• [Exercise objective] Only a number is wanted: how many lines of the entries include the string "better"?

Collected data entries
§
PR #10437, opened 2022-02-28
change the big table for configuration to list

dingbo8128:


chiyitao (commented):
Agree with the modification.

PR #10538, opened 2022-03-04
[TD-13785]<fix>: change method for jdbc judge update or query

huolibo:


dingbo8128 (commented):
Why not use the same way as JNI ?

huolibo:
> Why not use the same way as JNI ?

because  restful API can not call method in taos.lib

dingbo8128 (approved):
LGTM

zyyang-taosdata (approved):
LGTM

PR #10628, opened 2022-03-08
[TS-1289][TS-1255][TS-1286]: add test cases

xiaopingcs:
[TS-1289][TS-1255][TS-1286]: add test cases

### DIFF
--- a/tests/pytest/tools/taosdumpTest2.py
+++ b/tests/pytest/tools/taosdumpTest2.py
@@ -100,7 +100,7 @@ class TDTestCase:
         tdSql.checkData(0, 0, 'st')
 
         tdSql.query("select count(*) from t1")
-        tdSql.checkData(0, 0, self.numberOfRecords)
+        tdSql.checkData(0, 0, self.numberOfRecords)        
 
         # test case for TS-1225
         tdSql.execute("create database test")
@@ -126,6 +126,7 @@ class TDTestCase:
 
         tdSql.query("select * from stb")
         tdSql.checkRows(1)
+        os.system("rm -rf dump_result.txt")
 
     def stop(self):
         tdSql.close()


tests/pytest/tools/taosdumpTest2.py
```diff
@@ -91,6 +100,30 @@ def run(self):
         tdSql.query("select count(*) from t1")
         tdSql.checkData(0, 0, self.numberOfRecords)
 
+        tdSql.execute("create database test")
+        tdSql.execute("use test")
+        tdSql.execute("create table stb(ts timestamp, c1 binary(16000), c2 binary(16000), c3 binary(10000)) tags(t1 nchar(256))")
```
sangshuduo: how about using a max boundary value to test the max length row?

tests/pytest/tools/taosdumpTest2.py
```diff
@@ -91,6 +100,30 @@ def run(self):
...
+        tdSql.execute("drop database test")
+        tdSql.query("show databases")
+        tdSql.checkRows(0)
+
+        os.system("%staosdump -i /tmp" % binPath)
+
+        tdSql.execute("use test")
+        tdSql.error("show vnodes '' ")
+        tdSql.query("show stables")
+        tdSql.checkRows(1)
```
sangshuduo, line 124: it would be better if we check the value with the old one to avoid it being trimmed.

sangshuduo (approved):
LGTM with suggestions.

tests/pytest/tools/taosdumpTest2.py
xiaopingcs: the value is also checked in line 122

tests/pytest/tools/taosdumpTest2.py
xiaopingcs: updated

PR #10647, opened 2022-03-09
<fix> : fix crash_gen support restful mode by deploy taosadapter

wenzhouwww:
because of resultful now is integrated in taosAdapter ,so extend taosadapter deployment for every TDengine instance .

by the way , taosadapter and TDengine are stateless, so start taosAdapters are separately, not integrated into TDengine instance state management.

### DIFF
--- a/tests/pytest/crash_gen/crash_gen_main.py
+++ b/tests/pytest/crash_gen/crash_gen_main.py
@@ -1701,7 +1701,7 @@ class TdSuperTable:
             dbc.execute("DROP TaBLE {}".format(fullTableName))
         else:
             if not skipCheck:
-                raise CrashGenError("Cannot drop non-existant super table: {}".format(fullTableName))
+                raise CrashGenError("Cannot drop non-existant super table: {}".format(self._stName))
 
     def exists(self, dbc):
         dbc.execute("USE " + self._dbName)


stevel032 (approved):
Looks good to me, please go ahead.

I do have a quick suggestion though, looking at the introduction of new member variable "self._fullTableName = dbName + '.' + stName". This new variable has duplicate/redundant information from other variables. This creates potential problem of inconsistency (what if one variable changes but the other does not). So I would suggest that we simply implement a getFullTableName() method to dynamically construct the table name. We sacrifice a very small amount of performance to get a small improvement in reliability.

wenzhouwww:
> Looks good to me, please go ahead.
> 
> I do have a quick suggestion though, looking at the introduction of new member variable "self._fullTableName = dbName + '.' + stName". This new variable has duplicate/redundant information from other variables. This creates potential problem of inconsistency (what if one variable changes but the other does not). So I would suggest that we simply implement a getFullTableName() method to dynamically construct the table name. We sacrifice a very small amount of performance to get a small improvement in reliability.

Good suggestion ！
it  can avoid the problem of changing the table name  in processing ,   I will add an attribute method and dynamically obtain the current value of the fullTableName when using it.

PR #10731, opened 2022-03-14
[TD-13820]<feature>(taosAdapter): compile taosadapter debug version

huskar-t:


sangshuduo (approved):
LGTM. however why not just combine the different parts into one section.

src/plugins/CMakeLists.txt
```diff
@@ -67,6 +67,19 @@ ELSE ()
           COMMAND cmake -E copy ./example/config/taosadapter.toml ${CMAKE_BINARY_DIR}/test/cfg/
           COMMAND cmake -E copy ./taosadapter.service ${CMAKE_BINARY_DIR}/test/cfg/
           )
+      ExternalProject_Add(taosadapter-debug
+          PREFIX        "taosadapter-debug"
```
zitsen: LGTM. But seems no difference with the next change block (ignore the os cmake condition).

zitsen (approved):

sangshuduo (approved):
LGTM

PR #10812, opened 2022-03-18
add taosbenchmark sample json and csv files

zhaoyanggh:


sangshuduo (changes requested):
prefer to manage example files in the taos-tools project, just keep minimal change in TDengine if need. And please follow the rule of branch naming.

PR #10813, opened 2022-03-18
add taosbenchmark sample json and csv files

zhaoyanggh:


sangshuduo (changes requested):
should use a https://github.com/taosdata/TDengine/pull/10850 alike PR instead of this one

PR #10819, opened 2022-03-18
Test/xiaolei/td 13708 test csharp subscribe

xleili:


src/connector/C#/src/test/FunctionTest/SubscribeAsync.cs
```diff
@@ -0,0 +1,241 @@
...
+                        for (int i = 0; i < actualResData.Count; i++)
+                        {
+                            // output.WriteLine("index:{0},expectResData:{1},actualResData:{2}", i, expectResData[i], actualResData[i]);
+                            Assert.Equal(expectResData2[i].ToString(), actualResData[i]);
+                        }
+                    }
+                }
+                else
+                {
+                    output.WriteLine($"async query data failed, failed code {code}");
```
sangshuduo: how about "error code" here? and can we provide more info provided by taos_errstr() interface?

sangshuduo (commented):
see my comments

src/connector/C#/src/test/FunctionTest/SubscribeAsync.cs
xleili: fixed

src/connector/C#/src/test/FunctionTest/SubscribeAsync.cs
```diff
@@ -0,0 +1,257 @@
...
+                            // output.WriteLine("index:{0},expectResData:{1},actualResData:{2}", i, expectResData[i], actualResData[i]);
+                            Assert.Equal(expectResData[i].ToString(), actualResData[i]);
+                        }
+                    }
+
+
+                }
+                else if (taosRes != IntPtr.Zero)
+                {
+                    output.WriteLine($"async query data failed, failed code {TDengine.Error(taosRes)}");
```
sangshuduo: should be: error code xx, reason: xxxxx

sangshuduo (changes requested):
see my comments

zitsen (approved):
LGTM

sangshuduo (approved):
LGTM

PR #10887, opened 2022-03-22
[TD-14218]<fix>: remove unused variables

huolibo:


sangshuduo:
workaround it by cmake is better to those who does not care Mac for now

PR #11057, opened 2022-03-28
[TS-1363]<fix>: Mutex is not initialized

54liuyao:


stephenkgu (approved):

stephenkgu:
same as #11053 for v2.4

PR #11246, opened 2022-04-05
add node.js sample codes

dingbo8128:


sangshuduo (approved):
LGTM for most parts. still need to give a reasonable and verified version range

PR #11303, opened 2022-04-07
TD-14565:log function with default param base e

shenglian-zhou:


wangmm0220 (approved):

src/common/src/texpr.c
```diff
@@ -2041,13 +2061,20 @@ void vectorMathFunc(int16_t functionId, tExprOperandInfo *pInputs, int32_t numIn
     if (!hasNullInputs) {
       switch (functionId) {
         case TSDB_FUNC_SCALAR_LOG: {
-          assert(numInputs == 2);
-          double base = 0;
-          GET_TYPED_DATA(base, double, pInputs[1].type, inputData[1]);
+          assert(numInputs == 1 || numInputs == 2);
```
gccgdb1234: I guess this line is useless, because the error has already been caught at line 1202

gccgdb1234: by the way, we should NOT use assert() in product code. There have been already many asserts, let's at least not add new ones.

src/common/src/texpr.c
```diff
@@ -2041,13 +2061,20 @@ void vectorMathFunc(int16_t functionId, tExprOperandInfo *pInputs, int32_t numIn
...
+          double base = M_E;
+          if (numInputs == 2) {
+            GET_TYPED_DATA(base, double, pInputs[1].type, inputData[1]);
+          }
           double v1 = 0;
           GET_TYPED_DATA(v1, double, pInputs[0].type, inputData[0]);
-          double result = log(v1) / log(base);
-          SET_TYPED_DATA(outputData, pOutput->type, result);
+          if (numInputs == 2) {
```
gccgdb1234, line 2070: if is not necessary here, because base has been initialized regardless of numInputs=1 or 2, here we just set result=log(v1)/log(base). In case of numInputs=1, log(base) is exactly 1, right?

glzhao89 (approved):

src/common/src/texpr.c
shenglian-zhou: Improve precision. log(M_E) is not exactly 1.

src/common/src/texpr.c
shenglian-zhou: yes. I will remove it.

src/common/src/texpr.c
shenglian-zhou: save two time-consuming computations, log(M_E) and double division when numInput is 1.

gccgdb1234: ok, accepted

PR #13022, opened 2022-05-26
refactor: use max int64 to replace -1 for unlimit

sangshuduo:
for 3.0

[TD-15999]


sangshuduo:
code change already reviewed in the taostools repo. this PR is just to update commit.

PR #13085, opened 2022-05-27
chore: make odbc cmake file compatible with lower version cmake

sangshuduo:
[TD-16059]


sangshuduo:
already reviewed at https://github.com/taosdata/TDengine/pull/13086

PR #13231, opened 2022-05-30
chore: add .mailmap file

ericyangpan:
Ref: https://github.com/torvalds/linux/blob/master/.mailmap

This list is used by git-shortlog to fix a few botched name translations
in the git archive, either because the author's full name was messed up
and/or not always written the same way, making contributions from the
same person appearing not to be so or badly displayed. Also allows for
old email addresses to map to new email addresses.


sangshuduo (approved):
LGTM

PR #13297, opened 2022-05-31
docs: test anchors

dingbo8128:


gccgdb1234:
There are 4 document versions, this change will make the style totally different and we have to change all of them. We don't have resource and time to do this. However, it's definitely fine if any one outside R&D volunteer to do this.

PR #13318, opened 2022-05-31
2.4.0.14 error occurs when using pow()  calculate decimal 

aaaaaadi:
image
image


gccgdb1234:
This is a wrongly generated PR.

PR #13942, opened 2022-06-17
fix: update taos-tools

zhaoyanggh:


sangshuduo (commented):
recent taos-tools already updated

PR #13992, opened 2022-06-20
fix: shell exit while ws rev is 0

zhaoyanggh:


sangshuduo (changes requested):
should exit only users want to

src/kit/shell/src/shellEngine.c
§
• [Output for this exercise] 2